Pratt & Whitney plans to boost the overall pressure ratio of its PW1100G geared turbofan engine for the A320neo to approximately 50:1, up 11% from the 45:1 ratio at takeoff for the PW1524G for the Bombardier CSeries, while further cutting the amount of parasitic cooling air for the turbines compared to the baseline CSeries engine.
Combined with an 206cm (81in) fan size, the pressure hike and reduced cooling air are key ingredients that will yield a 15% decrease in fuel burn for the PW1100G compared to a legacy CFM56-5B-powered A320, says the engine maker.

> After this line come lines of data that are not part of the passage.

PR #1748, opened 2024-06-12
Adds ef_search support for Lucene kNN queries

shatejas:
### Description
Lucene queries use `k` as `efsearch`. So we take the max of two to pass is the right `k` value to Lucene. The `size` parameter will dictate the number of the hits

```
curl -XGET "http://localhost:9200/lucene-hnsw-index/_search" -H 'Content-Type: application/json' -d'
{
"size": 1,
  "query": {
    "knn": {
      "lucene_vector": {
        "vector": [2.5, 3.5, 2.2],
        "k": 3,
        "method_parameters": {
          "ef_search": 5
        }
        }
      }
    }
  }'
```
```
{
  "took": 4,
  "timed_out": false,
  "_shards": {
    "total": 1,
    "successful": 1,
    "skipped": 0,
    "failed": 0
  },
  "hits": {
    "total": {
      "value": 4,
      "relation": "eq"
    },
    "max_score": 1,
    "hits": [
      {
        "_index": "lucene-hnsw-index",
        "_id": "2",
        "_score": 1,
        "_source": {
          "lucene_vector": [
            2.5,
            3.5,
            2.2
          ],
          "price": 7.1
        }
      }
    ]
  }
}
```

 
### Issues Resolved
[#1537](https://github.com/opensearch-project/k-NN/issues/1537)
 
### Check List
  - [x] All tests pass

### DIFF
--- a/src/main/java/org/opensearch/knn/index/query/parser/MethodParametersParser.java
+++ b/src/main/java/org/opensearch/knn/index/query/parser/MethodParametersParser.java
@@ -29,7 +29,6 @@ import java.util.List;
 import java.util.Map;
 import java.util.function.Function;
 
-import static org.opensearch.knn.index.IndexUtil.isClusterOnOrAfterMinRequiredVersion;
 import static org.opensearch.knn.index.query.KNNQueryBuilder.METHOD_PARAMS_FIELD;
 import static org.opensearch.knn.index.query.KNNQueryBuilder.NAME;
 
--- a/src/test/java/org/opensearch/knn/index/LuceneEngineIT.java
+++ b/src/test/java/org/opensearch/knn/index/LuceneEngineIT.java
@@ -499,13 +499,18 @@ public class LuceneEngineIT extends KNNRestTestCase {
         }
 
         validateQueries(spaceType, FIELD_NAME);
+        validateQueries(spaceType, FIELD_NAME, Map.of("ef_search", 100));
     }
 
     private void validateQueries(SpaceType spaceType, String fieldName) throws Exception {
+        validateQueries(spaceType, fieldName, null);
+    }
+
+    private void validateQueries(SpaceType spaceType, String fieldName, Map<String, ?> methodParameters) throws Exception {
 
         int k = LuceneEngineIT.TEST_INDEX_VECTORS.length;
         for (float[] queryVector : TEST_QUERY_VECTORS) {
-            Response response = searchKNNIndex(INDEX_NAME, new KNNQueryBuilder(fieldName, queryVector, k), k);
+            Response response = searchKNNIndex(INDEX_NAME, buildLuceneKSearchQuery(fieldName, k, queryVector, methodParameters), k);
             String responseBody = EntityUtils.toString(response.getEntity());
             List<KNNResult> knnResults = parseSearchResponse(responseBody, fieldName);
             assertEquals(k, knnResults.size());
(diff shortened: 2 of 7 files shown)


ryanbogan (approved):

src/main/java/org/opensearch/knn/index/query/parser/MethodParametersParser.java
```diff
@@ -29,7 +29,6 @@
 import java.util.Map;
 import java.util.function.Function;
 
-import static org.opensearch.knn.index.IndexUtil.isClusterOnOrAfterMinRequiredVersion;
```
naveentatikonda, line 32: Why are we removing this ?

src/test/java/org/opensearch/knn/index/query/KNNQueryFactoryTests.java
```diff
@@ -85,6 +86,98 @@ public void testCreateLuceneDefaultQuery() {
         }
     }
 
+    public void testLuceneFloatVectorQuery() {
+        Query actualQuery1 = KNNQueryFactory.create(
```
naveentatikonda, line 90: Can you add a function to create the query as it is duplicated multiple times

shatejas: It has a different request everytime. The create request itself is using a builder so wrapping it up with a function is moot

src/main/java/org/opensearch/knn/index/query/parser/MethodParametersParser.java
shatejas: It was a leftover from this PR https://github.com/opensearch-project/k-NN/pull/1742/files. The import is not needed. Sorry for the confusion

src/test/java/org/opensearch/knn/index/LuceneEngineIT.java
```diff
@@ -499,13 +499,22 @@ private void baseQueryTest(SpaceType spaceType) throws Exception {
...
+    }
+
+    private void validateQueries(SpaceType spaceType, String fieldName, Map<String, ?> methodParameters) throws Exception {
 
         int k = LuceneEngineIT.TEST_INDEX_VECTORS.length;
         for (float[] queryVector : TEST_QUERY_VECTORS) {
-            Response response = searchKNNIndex(INDEX_NAME, new KNNQueryBuilder(fieldName, queryVector, k), k);
+            Response response = searchKNNIndex(
+                INDEX_NAME,
+                KNNQueryBuilder.builder().fieldName(fieldName).k(k).vector(queryVector).methodParameters(methodParameters).build(),
```
junqiu-lei, line 515: For the end to end test, can we use XContentBuilder to build the query?

https://github.com/opensearch-project/k-NN/blob/main/src/testFixtures/java/org/opensearch/knn/KNNRestTestCase.java#L213

shatejas: Its much more convenient to use KNNBuilder. It converts to XContent [underneath](https://github.com/opensearch-project/k-NN/blob/main/src/testFixtures/java/org/opensearch/knn/KNNRestTestCase.java#L194). 

Not opposed to it but any specific reason we should move to xcontent for happy case tests?

junqiu-lei: Using XContentBuilder can better mock end-user API calls by simulating JSON content creation and ensuring end-to-end functionality.

KNNBuilder is an internal method, and relying on it in integration test has the possibility to lead to fragile tests that may break with internal changes, even if the public API remains stable.

shatejas: Fair, will change it

junqiu-lei (approved):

P&W is currently in the preliminary design phase for the turbofan, the fourth family member for the geared engine after the Bombardier CSeries, Mitsubishi Regional Jet and Irkut MS-21. P&W next-generation product family vice-president Bob Saia says the neo programme will be fully staffed early next year, with first engine to test (FETT) by the end of 2012.
Airbus has received 332 firm orders and commitments for the A320neo and A321neo to date, with P&W winning 240 airframes with the PW1100G over rival CFM's Leap-X offering. Engine options for the remaining 92 orders have not been announced.
Unlike the previous engines, the PW1100G is not a direct scale-up of the core. "It's scaled with technology insertion," says Paul Adams, P&W senior vice president of engineering.
From a design standpoint, the additional pressure increase over the 1524G will come from the low pressure compressor (LPC), which will act like a supercharger for the neo, says Adams. In order to keep temperatures in check at the two stage high-pressure turbine (HPT), P&W is developing new single-crystal nickel airfoil blades, disk alloys and thermal barrier coatings as well as casting techniques for better cooling, some of which were developed for the CSeries and refined for neo.
Adams says another advantage of the gearing system, beyond a boost to propulsive efficiency, is that it allows P&W to run "substantially cooler" than its competitors at the combustor exit. The lower exit temperature, combined with the better cooling techniques and technologies for the turbine section, means the PW1100G will require 5% less turbine cooling air from the compressor compared to the PW1524G, which itself requires 20% less cooling air "than we have historically used", says Adams.
P&W is working with Portland, Oregon-based Precision Castparts to develop the casting technologies and subsidiary HMI Metal Powders for the new turbine alloy disks.